Donald R. Hall, City Atty., and Jon M. Henning, Asst. City Atty., Fort Lauderdale, for respondent.

ADKINS, Justice.

This is a petition to review the decision of the District Court of Appeal, Fourth District, Farmer v. City of Fort Lauderdale, 400 So.2d 99 (Fla. 4th DCA 1981), in which the following questions were certified by subsequent order as being of great importance:

1) Does Section 914.04 of the Florida Statutes and the Supreme Court's decision in Lurie v. Florida State Board of Dentistry, 288 So.2d 223 (Fla. 1973) prohibit the use of immunized testimony to discharge a city employee?
2) Should a city employee's right under the Fifth and Fourteenth Amendments to the Constitution of the United States and Article 1, Section 9 of the Constitution of the State of Florida require protection by immunization from all penal sanctions as opposed to only criminal?
3) Can a police officer be compelled to submit to a polygraph test when he is a suspect in a criminal investigation without granting him immunity from all penalties or forfeiture?

Farmer v.
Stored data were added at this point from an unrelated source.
PR #13145, opened 2026-04-01
graph: squash commits

estib-vega:
Add an API that squashes commits using the new rebase engine.

### DIFF
--- a/crates/but-workspace/src/commit/squash_commits.rs
+++ b/crates/but-workspace/src/commit/squash_commits.rs
@@ -1,0 +1,186 @@
+//! An action to squash one commit into another.
+
+pub(crate) mod function {
+    use anyhow::{Result, bail};
+    use but_core::RefMetadata;
+    use but_graph::{SegmentIndex, SegmentRelation, projection::Workspace};
+    use but_rebase::{
+        commit::DateMode,
+        graph_rebase::{
+            Editor, Selector, Step, SuccessfulRebase, ToCommitSelector,
+            mutate::{SegmentDelimiter, SelectorSet},
+        },
+    };
+
+    #[derive(Debug, Clone, Copy, Eq, PartialEq)]
+    enum ReorderDirection {
+        MoveSubjectAboveTarget,
+        MoveSubjectBelowTarget,
+    }
+
+    fn find_commit_segment_index(
+        workspace: &Workspace,
+        commit_id: gix::ObjectId,
+    ) -> Option<SegmentIndex> {
+        let (_, stack_segment, _) = workspace.find_commit_and_containers(commit_id)?;
+        let commit_offset = stack_segment
+            .commits
+            .iter()
+            .position(|c| c.id == commit_id)?;
+
+        let mut owning_segment = stack_segment.id;
+        for (segment_id, offset) in &stack_segment.commits_by_segment {
+            if *offset > commit_offset {
+                break;
+            }
+            owning_segment = *segment_id;
+        }
+
+        Some(owning_segment)
+    }
+
+    fn determine_reorder_direction(
+        workspace: &Workspace,
+        repo: &gix::Repository,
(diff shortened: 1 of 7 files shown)


crates/but-workspace/src/commit/squash_commits.rs
```diff
@@ -0,0 +1,142 @@
...
+        MoveSubjectAboveTarget,
+        MoveSubjectBelowTarget,
+    }
+
+    fn determine_reorder_direction(
+        repo: &gix::Repository,
+        subject: &but_core::CommitOwned,
+        target: &but_core::CommitOwned,
+    ) -> Result<ReorderDirection> {
+        let merge_base = match repo.merge_base(subject.id, target.id) {
```
Byron, line 68: Can you try to use `editor.workspace.graph.find_git_merge_base(a, b)` here?
It's faster and the graph is expected to have all knowledge it needs to make that computation.

crates/but-workspace/tests/workspace/commit/squash_commits.rs
```diff
@@ -0,0 +1,375 @@
...
+
+    insta::assert_snapshot!(visualize_commit_graph_all(&repo)?, @"
+    * c9f444c (HEAD -> three) commit three
+    * 16fd221 (origin/two, two) commit two
+    * 8b426d0 (one) commit one
+    ");
+
+    let subject_id = repo.rev_parse_single("three")?.detach();
+    let target_id = repo.rev_parse_single("two")?.detach();
+    let subject_tree = repo.find_commit(subject_id)?.tree_id()?.detach();
```
Byron, line 25: The last time I tried I was able to remove the `detach()` calls.

Byron (approved):
I took a look at it merely from a graph + gix perspectives and left a few comments, with the big one to avoid `repo.merge_base()` if a workspace is present.

It's also good to see a couple of tests involving a workspace, showing that branches are simply left empty once their only commit is squashed, which seems desirable.

Also, when looking at how merge-base is used, maybe we want something like `graph.relation_between(a, b)` yielding `Disjoint, Ancestor, Descendant, Identity` or something, to make clear what's going on?

If you agree, maybe just implement this in `but-graph` - it's pre-approved :D.

crates/but-workspace/src/commit/squash_commits.rs
estib-vega: Will do, out of curiosity: Does the fact that the workspace is a projection not mean that the merge base provided here might not be the true merge base?

crates/but-workspace/tests/workspace/commit/squash_commits.rs
estib-vega: Will try that

crates/but-workspace/src/commit/squash_commits.rs
estib-vega: Oh, `graph.find_git_merge_base` seems to be for segments, not commits like in this case

estib-vega: I'm using it at the beginning, but if the commits are part of the same segment, then I'll still use the repo's merge base

Byron: > Oh, `graph.find_git_merge_base` seems to be for segments, not commits like in this case

Yes, that's fine as every fork/split is happening in its own segments. Thus the segment you get always has a commit. You can see how it's already used in `but-graph`.

Byron: > I'm using it at the beginning, but if the commits are part of the same segment, then I'll still use the repo's merge base

I think now I understand that you tried using it, but it didn't give the desired results. This is something to look into and would love to understand the problem - merge-base computation should just be the exact same, and for all I could tell, it is.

City of Fort Lauderdale, 400 So.2d 99 (Fla. 4th DCA 1981).

We have jurisdiction. Art. V, § 3(b)(4), Fla. Const.

At the time of the events giving rise to this action, petitioner was a police officer with the Fort Lauderdale Police Department. On April 28, 1977, he was working special duty at a bank, which duty included moving a portable bus vault from the teller's *188 window to the main vault. On this day, approximately $10,000 was reported missing from one of the bus vaults. All bank employees having access to the vault were given polygraph tests and were determined to be free from suspicion. Petitioner did not take a polygraph test at this time. Subsequently, the $10,000 was found, having been stashed in a false ceiling of the bank.

More than a year later, petitioner was ordered to take a polygraph test by his superior police officers. He declined to do so stating that he would not take the test at that time. Subsequently, petitioner was suspended and then dismissed by respondent for "willful violation of a lawful and reasonable regulation, order or direction, made or given by a superior officer where such violation has amounted to insubordination or serious breach of proper discipline or has resulted in loss or injury to the public." Dismissal was based on the recommendation of the Chief of Police and City Manager of Fort Lauderdale. Appeal was taken to the Civil Service Board of the City of Fort Lauderdale, which denied the appeal. This action was appealed to the circuit court, which dismissed the appeal, succinctly noting that "the Order requiring Appellant to submit to a polygraph examination was both lawful and reasonable. The refusal to obey the Order was sufficient reason to dismiss Appellant."

A further appeal was filed with the district court, which treated it as a writ of certiorari and denied it on the authority of its previous decision in State Department of Highway Safety and Motor Vehicles v. Zimmer, 398 So.2d 463 (Fla. 4th DCA 1981), Farmer v. City of Fort Lauderdale, 400 So.2d 99 (Fla. 4th DCA 1981) (Hurley, J. dissenting).

In Zimmer, the district court rejected the argument that in the absence of an express statute or rule authorizing an agency (therein the Florida Highway Patrol) to dismiss an employee for failure to take a polygraph test, the agency lacked such authority. It specifically held, concerning an issue that it regarded as a matter of first impression in this state, that implicit in the authority of the agency to investigate allegations of wrongdoing is the authority to require involuntary submission to a polygraph test. The court noted that the highway patrol officer under investigation was not coerced into waiving his constitutional right against self-incrimination and was advised that the results of the polygraph examination would be used only for the interdepartmental investigation, since they were not admissible in evidence in any judicial proceeding.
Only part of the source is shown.